#### Collected data
PR #4731, opened 2024-11-12
Desensitize hiding the autocomplete results on scroll.

gmechali:
Only hides the autocomplete results after 15% of window width has been scrolled through. 
https://screencast.googleplex.com/cast/NjMyMDgzNjY5MTYyMzkzNnxmNjAxODU2Yy0xZQ

### DIFF
--- a/static/js/components/nl_search_bar/auto_complete_input.tsx
+++ b/static/js/components/nl_search_bar/auto_complete_input.tsx
@@ -79,22 +79,40 @@ export function AutoCompleteInput(
   const [inputActive, setInputActive] = useState(false);
   const [lastAutoCompleteSelection, setLastAutoCompleteSelection] =
     useState("");
+  // Used to reduce sensitivity to scrolling for autocomplete result dismissal.
+  const [lastScrollYOnTrigger, setLastScrollYOnTrigger] = useState(0);
+  const [lastScrollY, setLastScrollY] = useState(0);
 
   const isHeaderBar = props.barType == "header";
   let lang = "";
 
   useEffect(() => {
     // One time initialization of event listener to clear suggested results on scroll.
-    // It allows the user to navigate through the page without being annoyed by the results.
     window.addEventListener("scroll", () => {
-      if (results.placeResults) {
-        setResults({ placeResults: [], svResults: [] });
-      }
+      setLastScrollY(window.scrollY);
     });
 
     const urlParams = new URLSearchParams(window.location.search);
     lang = urlParams.has("hl") ? urlParams.get("hl") : "en";
   }, []);
+
+  // Whenever any of the scrollY states change, recompute to see if we need to hide the results.
+  // We only hide the results when the user has scrolled past 15% of the window height.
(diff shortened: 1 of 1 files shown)


static/js/components/nl_search_bar/auto_complete_input.tsx
```diff
@@ -79,23 +79,41 @@ export function AutoCompleteInput(
   const [inputActive, setInputActive] = useState(false);
   const [lastAutoCompleteSelection, setLastAutoCompleteSelection] =
     useState("");
+  // Used to reduce sensitivity to scrolling for autocomplete result dismissal.
```
chejennifer, line 82: can you add what each of these states are actually keeping track of

static/js/components/nl_search_bar/auto_complete_input.tsx
```diff
@@ -79,23 +79,41 @@ export function AutoCompleteInput(
...
+      results.placeResults.length > 0 &&
+      Math.abs(lastScrollY - lastScrollYOnTrigger) > window.outerHeight * 0.15
+    ) {
+      setResults({ placeResults: [], svResults: [] });
+    }
+  }, [
+    lastScrollY,
+    setLastScrollY,
+    lastScrollYOnTrigger,
+    setLastScrollYOnTrigger,
```
chejennifer, line 114: nit: since the two set methods are not used here, don't need to include them in the dependencies

static/js/components/nl_search_bar/auto_complete_input.tsx
```diff
@@ -79,23 +79,41 @@ export function AutoCompleteInput(
...
-      }
+      setLastScrollY(window.scrollY);
     });
 
     const urlParams = new URLSearchParams(window.location.search);
     lang = urlParams.has("hl") ? urlParams.get("hl") : "en";
   }, []);
 
+  // Whenever any of the scrollY states change, recompute to see if we need to hide the results.
+  // We only hide the results when the user has scrolled past 15% of the window height.
```
chejennifer, line 100: maybe add a note that this is when user has scrolled 15% of the window height from where they were when the last autocomplete triggered

chejennifer (commented):
nice, just some nits on adding more documentation

static/js/components/nl_search_bar/auto_complete_input.tsx
gmechali: done.

static/js/components/nl_search_bar/auto_complete_input.tsx
gmechali: done.

static/js/components/nl_search_bar/auto_complete_input.tsx
gmechali: I think that's the next line, just clarified the wording that it's since the autocomplete trigger.

chejennifer (approved):
thanks for updating!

#### What to produce
Scan the records above for the word "scrolled". Copy each line that has it.

#### Answer section
Only hides the autocomplete results after 15% of window width has been scrolled through. 
+  // We only hide the results when the user has scrolled past 15% of the window height.
+  // We only hide the results when the user has scrolled past 15% of the window height.
chejennifer, line 100: maybe add a note that this is when user has scrolled 15% of the window height from where they were when the last autocomplete triggered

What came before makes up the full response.